§ **Exercise requirements**
Look through the records below for lines containing the string "BlockContext", and report how many there are, nothing else.

══ Input data ══

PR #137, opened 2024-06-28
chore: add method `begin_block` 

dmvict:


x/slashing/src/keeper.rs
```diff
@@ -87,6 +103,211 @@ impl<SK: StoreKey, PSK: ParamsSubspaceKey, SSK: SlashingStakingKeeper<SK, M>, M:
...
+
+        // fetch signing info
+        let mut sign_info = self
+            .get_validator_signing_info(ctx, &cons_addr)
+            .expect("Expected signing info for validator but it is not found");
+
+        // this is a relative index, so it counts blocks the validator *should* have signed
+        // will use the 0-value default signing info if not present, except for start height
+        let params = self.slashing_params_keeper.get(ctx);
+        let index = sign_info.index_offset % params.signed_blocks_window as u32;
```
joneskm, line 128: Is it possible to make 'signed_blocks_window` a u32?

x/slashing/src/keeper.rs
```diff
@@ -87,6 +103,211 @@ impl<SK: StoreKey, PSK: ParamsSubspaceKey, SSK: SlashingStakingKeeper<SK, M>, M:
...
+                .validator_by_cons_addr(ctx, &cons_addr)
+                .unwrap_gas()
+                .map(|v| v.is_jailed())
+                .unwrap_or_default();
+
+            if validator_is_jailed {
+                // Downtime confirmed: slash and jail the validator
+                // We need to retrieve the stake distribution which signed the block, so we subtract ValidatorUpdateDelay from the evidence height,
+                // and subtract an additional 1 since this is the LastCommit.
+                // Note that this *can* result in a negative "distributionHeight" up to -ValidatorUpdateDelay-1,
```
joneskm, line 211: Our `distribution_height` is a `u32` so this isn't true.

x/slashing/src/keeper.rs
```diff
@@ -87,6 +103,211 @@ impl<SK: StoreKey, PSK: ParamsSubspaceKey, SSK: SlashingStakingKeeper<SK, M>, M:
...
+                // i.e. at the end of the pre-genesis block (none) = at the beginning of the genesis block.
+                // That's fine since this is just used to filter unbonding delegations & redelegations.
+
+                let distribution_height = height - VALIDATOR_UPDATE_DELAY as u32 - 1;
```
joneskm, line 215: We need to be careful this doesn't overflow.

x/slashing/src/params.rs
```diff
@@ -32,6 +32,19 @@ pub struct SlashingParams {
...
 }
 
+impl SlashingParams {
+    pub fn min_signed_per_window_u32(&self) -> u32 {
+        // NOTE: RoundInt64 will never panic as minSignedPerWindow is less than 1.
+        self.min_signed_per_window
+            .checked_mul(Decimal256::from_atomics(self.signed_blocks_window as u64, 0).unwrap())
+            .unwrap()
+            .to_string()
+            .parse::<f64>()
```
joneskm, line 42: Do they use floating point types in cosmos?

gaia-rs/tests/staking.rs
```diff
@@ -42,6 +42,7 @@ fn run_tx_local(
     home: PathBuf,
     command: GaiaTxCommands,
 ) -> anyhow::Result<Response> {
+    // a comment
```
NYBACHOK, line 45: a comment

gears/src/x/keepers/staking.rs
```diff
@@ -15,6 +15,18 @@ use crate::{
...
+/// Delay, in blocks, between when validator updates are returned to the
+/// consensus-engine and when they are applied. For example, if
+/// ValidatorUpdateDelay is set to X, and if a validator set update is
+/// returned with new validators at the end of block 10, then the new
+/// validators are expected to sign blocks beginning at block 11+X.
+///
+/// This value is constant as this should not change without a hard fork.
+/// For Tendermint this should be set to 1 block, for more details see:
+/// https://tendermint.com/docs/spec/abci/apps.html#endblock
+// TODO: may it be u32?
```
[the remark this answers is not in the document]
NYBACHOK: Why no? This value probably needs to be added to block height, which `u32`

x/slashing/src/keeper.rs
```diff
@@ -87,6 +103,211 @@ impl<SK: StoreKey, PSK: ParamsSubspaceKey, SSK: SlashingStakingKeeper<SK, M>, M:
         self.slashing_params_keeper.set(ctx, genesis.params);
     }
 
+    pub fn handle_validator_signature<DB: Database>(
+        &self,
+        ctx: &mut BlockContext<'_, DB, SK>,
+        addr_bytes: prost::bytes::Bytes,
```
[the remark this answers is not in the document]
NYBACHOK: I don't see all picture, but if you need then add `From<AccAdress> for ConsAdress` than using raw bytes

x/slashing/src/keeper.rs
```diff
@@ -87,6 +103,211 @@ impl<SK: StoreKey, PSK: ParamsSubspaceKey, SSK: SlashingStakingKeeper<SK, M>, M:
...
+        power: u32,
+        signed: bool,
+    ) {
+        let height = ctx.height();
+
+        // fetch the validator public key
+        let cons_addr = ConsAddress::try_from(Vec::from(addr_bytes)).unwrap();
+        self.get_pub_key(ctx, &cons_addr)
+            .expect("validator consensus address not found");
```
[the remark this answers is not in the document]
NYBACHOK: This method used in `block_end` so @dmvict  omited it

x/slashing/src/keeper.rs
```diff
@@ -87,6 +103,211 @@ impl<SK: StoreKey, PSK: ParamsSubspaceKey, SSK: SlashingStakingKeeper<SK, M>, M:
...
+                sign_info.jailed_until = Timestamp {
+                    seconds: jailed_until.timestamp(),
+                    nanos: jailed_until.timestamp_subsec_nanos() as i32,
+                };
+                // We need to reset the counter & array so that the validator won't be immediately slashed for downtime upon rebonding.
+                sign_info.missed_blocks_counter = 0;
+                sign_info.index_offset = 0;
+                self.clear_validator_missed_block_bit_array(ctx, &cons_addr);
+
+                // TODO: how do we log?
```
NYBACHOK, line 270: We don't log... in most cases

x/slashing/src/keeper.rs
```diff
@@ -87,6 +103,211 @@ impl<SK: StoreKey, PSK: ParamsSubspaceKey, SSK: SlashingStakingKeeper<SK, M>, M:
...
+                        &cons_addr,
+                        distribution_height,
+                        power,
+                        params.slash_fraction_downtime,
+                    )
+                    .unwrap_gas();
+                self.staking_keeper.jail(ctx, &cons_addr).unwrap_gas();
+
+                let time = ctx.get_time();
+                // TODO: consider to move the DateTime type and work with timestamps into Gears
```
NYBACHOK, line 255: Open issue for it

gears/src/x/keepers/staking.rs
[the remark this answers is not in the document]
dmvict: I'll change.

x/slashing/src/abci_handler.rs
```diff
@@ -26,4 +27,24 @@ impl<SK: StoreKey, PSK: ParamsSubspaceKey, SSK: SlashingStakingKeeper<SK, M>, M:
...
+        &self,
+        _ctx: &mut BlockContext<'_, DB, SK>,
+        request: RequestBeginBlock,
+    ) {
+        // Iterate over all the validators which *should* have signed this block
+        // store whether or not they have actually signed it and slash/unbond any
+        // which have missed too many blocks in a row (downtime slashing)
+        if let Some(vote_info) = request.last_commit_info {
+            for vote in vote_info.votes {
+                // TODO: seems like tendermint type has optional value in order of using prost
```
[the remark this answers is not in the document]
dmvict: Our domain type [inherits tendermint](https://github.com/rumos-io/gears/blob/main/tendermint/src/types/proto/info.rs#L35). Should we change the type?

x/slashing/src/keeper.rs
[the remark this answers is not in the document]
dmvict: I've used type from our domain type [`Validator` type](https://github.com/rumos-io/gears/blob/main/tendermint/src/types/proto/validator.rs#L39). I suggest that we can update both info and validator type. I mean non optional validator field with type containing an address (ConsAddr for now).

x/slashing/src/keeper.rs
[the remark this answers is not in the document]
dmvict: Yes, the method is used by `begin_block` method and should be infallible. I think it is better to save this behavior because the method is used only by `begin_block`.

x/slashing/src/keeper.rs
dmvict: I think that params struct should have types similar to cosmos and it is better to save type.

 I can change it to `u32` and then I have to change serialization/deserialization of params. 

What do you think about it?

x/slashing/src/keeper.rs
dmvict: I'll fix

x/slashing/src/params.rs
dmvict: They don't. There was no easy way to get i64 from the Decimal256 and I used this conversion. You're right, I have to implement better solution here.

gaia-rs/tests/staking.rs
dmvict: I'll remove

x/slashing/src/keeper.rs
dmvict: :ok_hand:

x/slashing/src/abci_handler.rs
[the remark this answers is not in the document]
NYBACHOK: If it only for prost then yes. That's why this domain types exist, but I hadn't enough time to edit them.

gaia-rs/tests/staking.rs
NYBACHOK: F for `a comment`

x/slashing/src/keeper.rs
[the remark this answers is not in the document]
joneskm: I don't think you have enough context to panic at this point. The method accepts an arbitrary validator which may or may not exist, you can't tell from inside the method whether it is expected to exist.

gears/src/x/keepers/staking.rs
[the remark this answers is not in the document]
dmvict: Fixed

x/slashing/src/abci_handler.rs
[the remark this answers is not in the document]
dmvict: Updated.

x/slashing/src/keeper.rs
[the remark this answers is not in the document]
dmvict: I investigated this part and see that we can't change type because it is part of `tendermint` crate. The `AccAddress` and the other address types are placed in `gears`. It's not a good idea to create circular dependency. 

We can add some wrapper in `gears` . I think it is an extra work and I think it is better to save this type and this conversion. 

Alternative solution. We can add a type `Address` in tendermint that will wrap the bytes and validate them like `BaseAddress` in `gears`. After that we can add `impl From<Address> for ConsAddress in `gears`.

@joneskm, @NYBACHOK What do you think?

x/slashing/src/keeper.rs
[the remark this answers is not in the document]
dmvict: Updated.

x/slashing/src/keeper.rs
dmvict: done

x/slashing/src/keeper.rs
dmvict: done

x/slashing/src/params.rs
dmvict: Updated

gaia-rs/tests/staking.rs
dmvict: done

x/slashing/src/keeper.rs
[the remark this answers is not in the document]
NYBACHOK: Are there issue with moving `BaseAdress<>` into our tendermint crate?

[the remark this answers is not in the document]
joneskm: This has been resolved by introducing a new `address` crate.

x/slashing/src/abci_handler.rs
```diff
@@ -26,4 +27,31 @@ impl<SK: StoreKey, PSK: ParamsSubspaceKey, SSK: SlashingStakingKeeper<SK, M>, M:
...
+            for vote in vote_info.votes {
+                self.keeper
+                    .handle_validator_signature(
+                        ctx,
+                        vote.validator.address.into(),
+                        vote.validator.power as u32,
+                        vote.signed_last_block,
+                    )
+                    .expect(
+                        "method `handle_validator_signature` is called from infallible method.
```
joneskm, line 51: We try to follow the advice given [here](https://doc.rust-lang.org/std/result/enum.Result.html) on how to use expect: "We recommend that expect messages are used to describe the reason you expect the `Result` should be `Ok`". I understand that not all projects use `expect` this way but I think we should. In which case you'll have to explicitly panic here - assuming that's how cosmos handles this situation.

═══

§ **Exercise solution**
2